If the mods feel this is just not appropriate for the forum. Then I have no objection to it being removed. :tiphat:


----------



## emiellucifuge (May 26, 2009)

Rice is very easy to cook and most brands have instructions on the pack.


----------



## sospiro (Apr 3, 2010)

I don't have a rice cooker but a friend does & it seems simple to use.

But rice is very easy to cook in an ordinary saucepan. I use what I call the 'pasta' method. Put the required amount of dry rice into a saucepan & add salt if you want to. Boil a good quantity of water, pour over the dry rice & heat to bring back to the boil. Cook for the time stated on the packet, drain through sieve or colander, tip back in pan to slightly dry & that's all there's to it.


----------



## moody (Nov 5, 2011)

I've been using rice cookers for a long time and they are great. You must however stick to the instructions, also with brown rice you will need to use more water than with white.


----------



## mamascarlatti (Sep 23, 2009)

moody said:


> I've been using rice cookers for a long time and they are great. You must however stick to the instructions, also with brown rice you will need to use more water than with white.

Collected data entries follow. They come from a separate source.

PR #15279, opened 2026-07-15
fix(acp): broker concurrent Codex subscription auth

simonrosenberg:
HUMAN:

AGENT:

---

## Why

Codex refreshes ChatGPT subscription credentials inside its writable `auth.json`. Cloud previously supplied a static snapshot, so later sessions could receive an invalidated token. Allowing multiple sessions without coordination would also let two Codex processes present the same rotating refresh token upstream.

## Summary

- Replace stored ChatGPT Codex auth with a conversation- and sandbox-scoped `LookupSecret` when launching SaaS Codex conversations.
- Add authenticated internal GET/HEAD/PUT/DELETE operations with encrypted storage, authoritative digests, and row-locked CAS updates.
- Add a scoped refresh endpoint that serializes refreshes per user and organization with a Redis lock. The first request rotates upstream and persists the result; an overlapping stale request receives the new authoritative tokens without reusing the provider token.
- Defer global cookie authentication only for the exact internal POST refresh path, whose session key and scoped JWS are validated by the route itself.

## Issue Number

Implements the Cloud side of OpenHands/software-agent-sdk#4121, specifically https://github.com/OpenHands/software-agent-sdk/issues/4121#issuecomment-4979373306, extended to support concurrent sessions safely.

Companion SDK PR: https://github.com/OpenHands/software-agent-sdk/pull/4124

Global request-body limiting is tracked in OpenHands/enterprise#62. This PR keeps the 64 KiB Codex credential-value validation but does not add a route-specific transport limit.

## How to Test

Concurrent exact-image Docker E2E evidence: https://github.com/OpenHands/OpenHands/pull/15279#issuecomment-4980784130

```bash
poetry run --project=enterprise pytest -q \
  enterprise/tests/unit/test_auth_middleware.py \
  enterprise/tests/unit/server/routes/test_codex_auth.py
# 33 passed

poetry run --project=enterprise pre-commit run \
  --config enterprise/dev_config/python/.pre-commit-config.yaml \
  --files enterprise/server/middleware.py \
  enterprise/server/routes/codex_auth.py \
  enterprise/tests/unit/test_auth_middleware.py \
  enterprise/tests/unit/server/routes/test_codex_auth.py
# all hooks passed, including package-wide mypy
```

The E2E migrated an empty PostgreSQL database, ran the Cloud and runtime Docker images with Redis and a runtime-api/OAuth simulator, and overlapped two exact Codex 0.144.4 sessions. Both exited 0 and converged on the same encrypted Cloud state; two broker calls produced one upstream rotation, zero reuse attempts, and zero invalid runtime-api keys.

## Video/Screenshots

Not applicable; this is backend credential storage and refresh coordination.

## Type

- [x] Bug fix
- [ ] Feature
- [ ] Refactor
- [ ] Breaking change
- [ ] Docs / chore

## Notes

Deploy with a runtime/SDK containing https://github.com/OpenHands/software-agent-sdk/pull/4124. The scoped broker is what makes concurrent ChatGPT-subscription Codex sessions safe; older runtimes do not configure the refresh override or reconciliation behavior.

---

GUI with Docker:
```
docker run -it --rm   -p 3000:3000   -v /var/run/docker.sock:/var/run/docker.sock   --add-host host.docker.internal:host-gateway   --name openhands-app-8f6ab19   docker.openhands.dev/openhands/openhands:8f6ab19
```


simonrosenberg:
## Coordinated Docker E2E validation

Validated the exact PR heads together:

- SDK: `3f38326a20cc5eb9d9cfdde260bcceae5df610b1`
- Cloud: `335065a87ced0834b5373c8e8171a0e20d0bd3b0`

### Deployment

- Built the enterprise Cloud app image: `sha256:4e165076efdaee15d4f9c50d34e35fa8a96a08029d10b3c7c754427b0e2d19a9` (arm64).
- Built the SDK `source-minimal` runtime image: `sha256:243c4339816201895185768d2a415bfe25f80fbc4981df4d8b79878fbd8137c9` (arm64).
- Ran the Cloud app with PostgreSQL 16, Redis 7, and a runtime-api HTTP simulator on an isolated Docker network. The simulator implements the production `/list` and `/sessions/{sandbox_id}` contract and verified the configured runtime API key on every request.
- Applied enterprise migrations through revision `137`; the externally exposed Cloud health request returned HTTP 200.

No Kubernetes resources were changed.

### Real E2E calls

The exact-head SDK image used `ACPAgent`, `LookupSecret`, `ConversationState`, and `LocalWorkspace` against the running Cloud endpoint. Result:

```json
{"sdk_version":"1.36.1","stale_working_copy_overwritten":true,"r0_to_r1_next_conversation":true,"unchanged_sync_head":true,"historical_and_current_tokens_masked":true,"active_owner_conflict_status":409,"stale_digest_conflict_status":409,"invalid_document_status":400,"r2_visible_to_next_conversation":true}
```

The Cloud access log recorded the complete GET/PUT/HEAD/DELETE lifecycle: successful R0 retrieval, R0→R1 write, unchanged HEAD, release, R1 retrieval by the next conversation, active-owner `409`, R1→R2 write, stale-digest `409`, invalid-document `400`, final release, and R2 retrieval by the next conversation.

### Persistence and isolation assertions

- The final encrypted `CODEX_AUTH_JSON` row was present, and plaintext `refresh-r2` was absent from the database value.
- Both sandbox session-key hashes were present.
- Redis DB size was `0` after the final release, confirming no ownership lease remained.
- The invalid credential sentinel was absent from the HTTP error response.

The disposable deployment was also run once against the pre-merge SDK implementation commit before the exact-head rerun; both runs passed.

simonrosenberg:
## Superseding concurrent-session E2E validation

Validated the pushed SDK/Cloud sources in disposable Docker infrastructure with an empty PostgreSQL database migrated through enterprise Alembic head, Redis, a runtime-api simulator, and an OAuth simulator that rotates refresh tokens and rejects reuse.

Exact local images:

- Cloud: `local/openhands-codex-auth-cloud:concurrent-e2e-final` (`sha256:f51d2bc9d6e37a453f34ea00e244d319e16c2bd2dad8cd58392252d28dda4f99`)
- Runtime: `local/openhands-codex-auth-runtime:concurrent-e2e-source-minimal` (`sha256:1088cf4d88a9fc32048875fd357a8e35c54cbcb8fa85d311be06fcb8e9ca123b`)
- Host/image source hashes matched for `acp_agent.py`, `codex_auth.py`, and `middleware.py`.
- The runtime contained the exact bundled Codex 0.144.4 binary used by `codex-acp`.

Two isolated runtime containers materialized the same Cloud credential and crossed a barrier before simultaneously calling real Codex `account/read` with forced refresh. Both exited 0 with:

- `account_read_succeeded=true`
- refresh broker URL configured and transport credentials masked
- refresh token rotated
- local `auth.json` equal to authoritative Cloud state
- identical local/Cloud refresh-token digest: `bd05ff50f25c407e652c7d3f84613cd083f52c593328fc3ffdf44706728ba400`

Concurrency and deployment assertions:

- 2 overlapping broker refresh requests produced exactly 1 upstream OAuth request and 1 rotation.
- 0 stale-token reuse attempts reached OAuth.
- 12 runtime-api requests used the configured API key; 0 were rejected.
- Both expected stale-digest write-backs were reconciled from Cloud without failing either session.
- The Redis refresh lock was released (`DBSIZE=0`).
- PostgreSQL held one encrypted credential row; the raw value did not contain the synthetic rotated token, while decryption yielded the rotated state.
- All disposable containers, network, volume, and probe files were removed after validation; the two images remain locally as evidence.

Automated validation after the concurrency changes:

- SDK ACP tests: 418 passed
- Cloud auth route/middleware tests: 28 passed
- SDK repository pre-commit hooks: passed
- Cloud enterprise pre-commit hooks, including package-wide mypy: passed

simonrosenberg:
## xhigh automated review — 3 findings

### 🔴 Correctness — confirmed

**1. `openhands/app_server/app_conversation/live_status_app_conversation_service.py` L2037 (and L2002): new `LookupSecret` headers collide with the SDK's redaction patterns**
`_scope_codex_subscription_auth` builds a `LookupSecret` for `CODEX_AUTH_JSON` with `headers={"X-Session-API-Key": ..., "X-Codex-Auth-Token": ...}`. Both header names match the SDK's `SECRET_KEY_PATTERNS` (`KEY`, `SESSION`, `TOKEN` in `redact.py`). This reintroduces the exact LookupSecret-for-ACP anti-pattern the comment deleted by this same diff (a few lines above, in `_build_acp_start_conversation_request`) explicitly warns against: *"ACP secrets must be StaticSecrets — LookupSecrets with JWT headers ... are redacted by the SDK serializer ... leaving headers: {} and causing provider auth to silently fail at subprocess launch."*

Verified mechanically: `LookupSecret(url=..., headers={"X-Session-API-Key": "session-a", "X-Codex-Auth-Token": "scoped.jwt.token"}).model_dump_json(context=None)` yields `{"headers":{"X-Session-API-Key":"**********","X-Codex-Auth-Token":"**********"}}`, and re-validating that JSON reloads `headers` as `{}`. Any cipher-less serialization path (e.g. `ConversationState` persisting without a cipher) hits this, so every subsequent request to the Cloud codex-auth endpoints goes out with no `X-Codex-Auth-Token` header and gets 401'd by `codex_auth.py`'s `_authorize()` — Codex ACP auth silently breaks after any state reload/resume.

**2. Same file, L2023: uncaught `ValueError` aborts every resolver-triggered ACP+Codex conversation**
`_scope_codex_subscription_auth` raises `ValueError("Cannot determine the Codex credential organization")` whenever `get_effective_org_id()` returns `None`. `ResolverUserContext` (used by every GitHub/GitLab/Jira/Slack/Bitbucket/Azure-DevOps resolver integration) never overrides `get_effective_org_id`, so it always inherits the base `UserContext` default of `None`. Any resolver-triggered conversation (e.g. a GitHub issue mention) for a user whose active agent is ACP+Codex with a stored ChatGPT-subscription credential now raises uncaught out of `_build_acp_start_conversation_request`, aborting conversation creation entirely — a regression versus current behavior, where the same request starts fine with the raw `StaticSecret`.

**3. `enterprise/server/routes/codex_auth.py` L469: `release_codex_auth` (`DELETE /codex-auth`) is a no-op**
The handler only authorizes the caller and returns `204` — it performs no revocation or state change. The scoped bearer JWT the SDK calls `_release_codex_auth_source()` to relinquish remains fully valid for GET/HEAD/PUT/refresh against `/codex-auth` and `/codex-auth/refresh` until its own `access_token_hard_timeout` expiry. A leaked or logged scoped token from a "released" conversation can still read/mutate the shared Codex secret.

---
*Generated by an xhigh-effort automated multi-agent review (finder + independent verifier pass per finding). Companion findings in [`acp_agent.py` on software-agent-sdk#4124](https://github.com/OpenHands/software-agent-sdk/pull/4124).*

enterprise/server/routes/codex_auth.py
```diff
@@ -0,0 +1,470 @@
...
+    request: Request,
+    authorization: str | None = Header(None),
+    jwt_service: JwtService = jwt_service_dependency,
+):
+    session_api_key, codex_auth_token = _decode_refresh_authorization(authorization)
+    scope = await _authorize(
+        conversation_id, session_api_key, codex_auth_token, jwt_service
+    )
+    submitted_refresh_token = await _parse_refresh_request(request)
+    async with _credential_lock(scope):
```
simonrosenberg, line 430: **[P1] Serialize full-store writes with credential refreshes**

This lock serializes the new PUT/refresh endpoints, but existing custom-secret and provider-token handlers still call `load()` followed by `SaasSecretsStore.store()`, which deletes and reinserts every custom-secret row without taking it. If such a save loads r0 before this refresh and commits after the CAS stores r1, it overwrites r1 with the now-consumed r0; the next session then encounters `refresh_token_reused` and requires reauthentication. Make those writes row-scoped or coordinate them with the same user/org lock.

openhands/app_server/app_conversation/live_status_app_conversation_service.py
```diff
@@ -1998,6 +1999,53 @@ async def _load_skills_onto_request(
...
+            or settings.acp_server != 'codex'
+            or not isinstance(source, StaticSecret)
+        ):
+            return
+        value = source.get_value()
+        if not value or not is_chatgpt_codex_auth(value):
+            return
+        if not self.web_url or not user.id or not sandbox.session_api_key:
+            raise ValueError('Cannot scope Codex credentials to this conversation')
+        org_id = await self.user_context.get_effective_org_id()
```
simonrosenberg, line 2023: **[P1] Resolve the org for resolver-launched conversations**

For integration-triggered conversations such as GitHub, Slack, or Jira, `user_context` is a `ResolverUserContext`. That class retains `resolver_org_id` but does not override the newly added `get_effective_org_id()`, so this call returns the base implementation's `None` and line 2025 aborts stored-ChatGPT Codex launches. Override the method in `ResolverUserContext` to return its resolver/effective organization.

enterprise/storage/saas_secrets_store.py
```diff
@@ -25,6 +27,52 @@ class SaasSecretsStore(SecretsStore):
...
+        org_id = self.effective_org_id or user.current_org_id
+        async with a_session_maker() as session:
+            result = await session.execute(
+                select(StoredCustomSecrets).filter(
+                    StoredCustomSecrets.keycloak_user_id == self.user_id,
+                    StoredCustomSecrets.org_id == org_id,
+                    StoredCustomSecrets.secret_name == secret_name,
+                )
+            )
+            stored = result.scalars().one_or_none()
```
simonrosenberg, line 47: **[P2] Enforce row uniqueness before using `one_or_none()`**

The mapped `custom_secrets` table has no uniqueness constraint on `(keycloak_user_id, org_id, secret_name)`, while concurrent whole-store delete/reinsert saves can leave duplicate names. For an affected account, this `one_or_none()` raises `MultipleResultsFound`, causing every scoped Codex credential request to return 500. Add a deduplicating migration and enforce the uniqueness invariant before relying on this query.

simonrosenberg: Fixed in 9afcbfebc. Migration 138 deduplicates each user/org/name tuple by retaining the newest row before adding the unique constraint, which is also declared on the SQLAlchemy model.

enterprise/server/routes/codex_auth.py
simonrosenberg: Fixed in 9afcbfebc. SaasSecretsStore now row-locks current rows and applies only changes relative to the caller loaded snapshot, so an unrelated stale save preserves a concurrent Codex CAS rotation. The provider-update race is covered by a regression test.

openhands/app_server/app_conversation/live_status_app_conversation_service.py
simonrosenberg: Fixed in 9afcbfebc. ResolverUserContext now returns resolver_org_id when set and otherwise delegates effective-org resolution to the underlying auth object, with tests for both paths.

simonrosenberg:
Addressed all xhigh and inline review findings in 9afcbfebc:

- Broker headers now survive cipherless LookupSecret serialization and all scoped routes authenticate those headers directly.
- Resolver-launched conversations propagate their effective organization.
- DELETE now revokes the scoped JWT in Redis until expiry.
- Full secret saves are row-locked and merge only caller changes, preserving concurrent Codex rotations.
- Migration 138 deduplicates custom secrets before enforcing user/org/name uniqueness.

Verified with 2,724 Enterprise tests, 143 root service tests, migration integrity, and both staged lint, formatting, and mypy hook suites.

enyst (commented):
I'd love it if someone working with the cloud could review this PR.

I have a little tangential question: does this failure mode happen with the app-server? That is, in OpenHands (open source), when the user runs multiple docker containers, each with its conversation, and the `codex` token expires, does a similar bug happen?

simonrosenberg:
This PR's scope is too wide, closing in favor of https://github.com/OpenHands/OpenHands/pull/15287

I cook brown rice quite often, using the absorption method in a tightly sealed saucepan over a very low heat. As moody says, you need a little more water as it takes about 40 minutes instead of 15.

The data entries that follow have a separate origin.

PR #784, opened 2023-09-09
add cli option for log formatting (Closes #531)

### LINKED ISSUE #531: Output JSON or pretty logs based on terminal
Currently when running Quilkin it will always print out the logs in JSON, this is great for machines, as it makes them much more machine-readable. However this comes at the cost of not being very human-readable, especially compared to the default pretty output that tracing gives us.

We should add a small check at startup that detects whether we are in a interactive terminal or not, if we are then we should output pretty format, otherwise default to JSON. Also to be sure, we should add a `--log-format` CLI argument that allows to specify `pretty` or `json` in case you as a user absolutely want it in one format or the other.

Baschtie:
**What type of PR is this?**
/kind feature

this pr adds an option to chose between the following formatting option:
* `auto` - default option, detects if running in an interactive terminal and will choose either "json" or "plain"
* `json` - outputs logs in json
* `plain` - uses default tracing_subscriber output
* `pretty` - uses _tracing_subscriber.pretty()_ output

<details>
  <summary>How the options look</summary>
  
### json
Bildschirmfoto 2023-09-09 um 19 10 04

### plain
Bildschirmfoto 2023-09-09 um 19 09 47

### pretty
Bildschirmfoto 2023-09-09 um 20 06 17

</details>

Closes #531

~Not sure about the naming, "detect" could also be "auto" or if "pretty" should be something like "debug". I am also not sure if the "ppretty" option is needed at all.~

*updated with renamed options*

### DIFF
--- a/src/cli.rs
+++ b/src/cli.rs
@@ -19,10 +19,12 @@ use std::{
     sync::Arc,
 };
 
+use clap::builder::TypedValueParser;
 use clap::crate_version;
 use tokio::{signal, sync::watch};
 
 use crate::{admin::Mode, Config};
+use strum_macros::{Display, EnumString};
 
 pub use self::{
     agent::Agent, generate_config_schema::GenerateConfigSchema, manage::Manage, proxy::Proxy,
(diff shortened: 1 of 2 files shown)


src/cli.rs
```diff
@@ -68,6 +70,27 @@ pub struct Cli {
...
+    )]
+    pub log_format: LogFormats,
+}
+
+/// The various log format options
+#[derive(Copy, Clone, PartialEq, Eq, Debug, EnumString, Display, Default)]
+pub enum LogFormats {
+    #[strum(serialize = "detect")]
+    #[default]
+    Detect,
```
XAMPPRocky, line 87:
```suggestion
    #[strum(serialize = "auto")]
    #[default]
    Auto,
```

src/cli.rs
```diff
@@ -68,6 +70,27 @@ pub struct Cli {
...
+    #[strum(serialize = "json")]
+    Json,
+    #[strum(serialize = "pretty")]
+    Pretty,
```
XAMPPRocky, line 91:
```suggestion
    #[strum(serialize = "plain")]
    Plain,
```

src/cli.rs
```diff
@@ -68,6 +70,27 @@ pub struct Cli {
...
+    #[strum(serialize = "ppretty")]
+    PrettyPretty,
```
XAMPPRocky, line 93:
```suggestion
    #[strum(serialize = "pretty")]
    Pretty,
```

XAMPPRocky (commented):
Thank you for your PR! This looks good to me, however I would change `detect` to `auto`, `pretty` to `plain`, and `ppretty` to `pretty`. I think that's a much more clear naming convention for describing what each of those options do.

Baschtie:
agree and updated 👍

XAMPPRocky (approved):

Also with brown rice, if you are going for the absorption method, in a rice cooker or a saucepan, it help to soak the rice for 6 hours before you cook it.


----------



## Vaneyes (May 11, 2010)

For two or three people, I use 150ml of superior basmati brown rice with 275ml of water in a closed saucepan. Bring it to a boil, then turn it to low for 45 minutes. Then turn off and let it sit on burner for 10 minutes, or until it suits.

Rice Cooker info...

http://automaticricecooker.neurondev.com/automatic-rice-cooker/top-5-bestselling-rice-cookers


----------



## elgar's ghost (Aug 8, 2010)

Sorry, but if I had to wait nearly an hour for some grains to swell then I think I'd rather dash down town and bring back a fish supper.


----------



## Amfibius (Jul 19, 2006)

Lenfer, as an Asian I grew up with my parents owning a rice cooker, and it was one of the first whitegoods I purchased when I moved out of home! I eat rice several times a week and for me, a rice cooker is indispensible. Mine is a simple no-name Chinese model that was very inexpensive. There are fancier Japanese and Korean models out there (like that Zojirushi you mention) however I have never seen the need.


----------



## mamascarlatti (Sep 23, 2009)

elgars ghost said:


> Sorry, but if I had to wait nearly an hour for some grains to swell then I think I'd rather dash down town and bring back a fish supper.


You don't actually have to watch it you know. Just put it on to steam and leave it.


----------



## elgar's ghost (Aug 8, 2010)

mamascarlatti said:


> You don't actually have to watch it you know. Just put it on to steam and leave it.


DOH! NOW you tell me...


----------



## Krummhorn (Feb 18, 2007)

I use white Jasmine rice ... add one cup of rice to 2-1/4 cups of boiling water, stir, cover, and reduce heat to simmer for about 15 minutes. During the last 4 minutes, removed the lid and place a paper towel over the top of the pot and replace the lid. That keeps it form drying out too much. 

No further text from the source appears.